** Data provided follows **

PR #695, opened 2022-12-06
Add BoundingBox section

ndunningbmw:
﻿#### Reference to a related issue in the repository
Add a reference to a related issue in the repository.

#### Add a description
Add a description of the changes proposed in the pull request.

**Some questions to ask**:
What is this change?
What does it fix?
Is this a bug fix or a feature? Does it break any existing functionality or force me to update to a new version?
How has it been tested?

#### Take this checklist as orientation for yourself, if this PR is ready for the Change Control Board:
- [ ] My suggestion follows the [style and contributors guidelines](https://opensimulationinterface.github.io/osi-antora-generator/asamosi/latest/specification/contributing/start_contributing.html).
- [ ] I have taken care about the [message documentation](https://opensimulationinterface.github.io/osi-antora-generator/asamosi/latest/specification/contributing/commenting_messages.html) and the [fields and enums documentation](https://opensimulationinterface.github.io/osi-antora-generator/asamosi/latest/specification/contributing/commenting_fields_enums.html).
- [ ] I have done the [DCO signoff](https://opensimulationinterface.github.io/osi-documentation/open-simulation-interface/doc/howtocontribute.html#developer-certification-of-origin-dco).
- [ ] My changes generate no errors when passing CI tests. 
- [ ] I have successfully implemented and tested my fix/feature locally.
- [ ] Appropriate reviewer(s) are assigned.

If you can’t check all of them, please explain why.
If all boxes are checked or commented and you have achieved at least one positive review, you can assign the label ReadyForCCBReview!

Signed-off-by: Nicholas Dunning <Nicholas.Dunning@bmw.de>

PR #732, opened 2023-06-16
Add new message for sub-bounding boxes

pmai:
This PR is a continuation of #695 (and #685) with fixed history. It proposes the addition of bounding box sub-sections to BaseMoving and BaseStationary objects, to help sub-divide and classify different parts of the overall object structure.

### DIFF
--- a/osi_common.proto
+++ b/osi_common.proto
@@ -431,13 +431,6 @@ message BoundingBox
     //
     optional Type contained_object_type = 4;
 
-    // Another type of object contained in the bounding box
-    // 
-    // This field shall only be used if \c contained_object_type is TYPE_OTHER
-    // and the object type is not defined withing \c contained_object_type.
-    //
-    optional string other_object_type = 5;
-
     // Opaque reference of an associated 3D model of the bounding box.
     //
     // \note It is implementation-specific how model_references are resolved to
@@ -448,9 +441,6 @@ message BoundingBox
 
     // Definition of different types of object contained within the bounding box
     //
-    // \note This enum field is mainly a placeholder to be extended in the future.
-    // feel free to suggest type definitions for future releases.
-    //
     enum Type
     {
         // Object of unknown type (must not be used in ground truth).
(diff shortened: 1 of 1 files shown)


thempen:
It was unlcear which pivot point the Position definition represents in relation to the dimension and rotation. Added a comment, that it is the center of the BoundingBox.

For Type "TYPE_OTHER", there was no possibility to express the object more detailed. I introduced a string type to describe it.

This other_object_type offers the possibility to reduce the Type enum and split it up an an additional PR to update it later on. This type should not be in conflict to other current approaches harmonizing object type definition. Through the other_object_type filed, the overall SubBoundingBox approach is already usable.

pmai:
CCB 2024-01-29: Type enum should be reviewed (e.g. by @PhRosenberger, @thomassedlmayer, @pmai) esp. w.r.t. sensor modeling needs and a minimum list should be proposed. If no such list emerges, then having no enums, but also dropping the string fallback (as e.g. model_reference can already be used as a last effort fallback) would be the preferred way forward. Will be re-reviewed at next CCB.

osi_common.proto
```diff
@@ -387,6 +387,97 @@ message LogicalLaneAssignment
...
+        // of the parent object.
+        //
+        TYPE_SIDE_MIRROR = 4;
+
+        // Additional, temporarily attached cargo to an object.
+        //
+        TYPE_CARGO = 5;
+
+        // An overhanging, integral part of on object, which is not 
+        // temporarily attached. e.g. a tree crown, or a light pole arm.
```
thomassedlmayer, line 475: Typo: "...of an object..."
Punctuation: Maybe put a comma instead of full stop before "e.g.".

thempen: Done.

thomassedlmayer: I think you forgot to change the "on" to "an".

pmai:
CCB 2024-02-26: Small addition of examples for TYPE_DOOR in the context of vehicles to be added by @pmai, otherwise is ready for merge as-is.

osi_common.proto
```diff
@@ -387,6 +387,99 @@ message LogicalLaneAssignment
...
+        // parking house gate. The protruding structure is meant to be an 
+        // additional part to a base structure.
+        //
+        TYPE_PROTRUDING_STRUCTURE = 3;
+
+        // Additional, temporarily attached cargo to an object.
+        //
+        TYPE_CARGO = 4;
+
+        // The door of an object.
```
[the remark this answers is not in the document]
pmai:
```suggestion
        // The door of an object.
        //
        // For vehicles, this includes driver and passenger doors, trunk and front hoods, and fuel or charging port covers.
```

osi_common.proto
```diff
@@ -447,6 +546,23 @@ message BaseStationary
...
     //
     repeated Vector2d base_polygon = 4;
+
+    // Sub-divisions of the overall bounding box of the \c BaseStationary object.
+    //
+    // The bounding box sections can include separate parts on partially-opaque
+    // objects such as trees with a distinction between trunk and crown.
+    // 
+    // \note The bounding box sub-divisions can extend beyond the overall
+    // bounding box, however no actual geometry must reside outside of the
```
jdsika, line 556: Except for side mirrors? I somehow don't like this. I am thinking about Praktiker "alles außer Tiernahrung"

jdsika (commented):
Reviewed with critical comment v3.7.0

osi_common.proto
thempen: Yeah! The problem is, that the side mirror is already excluded, so it can't be included in the sub bounding boxes.

jdsika: I think we have to create a TODO here for a major version change to discuss this again. If Sub-Bounding-Boxes would have existed in the beginning this exclusion wouldn't have happend.

ClemensLinnhoff: I would propose not to add TODOs in the documentation but rather create an issue with the breaking change label.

** End of Data provided **

* What the exercise asks: Looking at the data, how many lines hold the string "specification"? Reply with the number alone.

* Answer to this problem: 2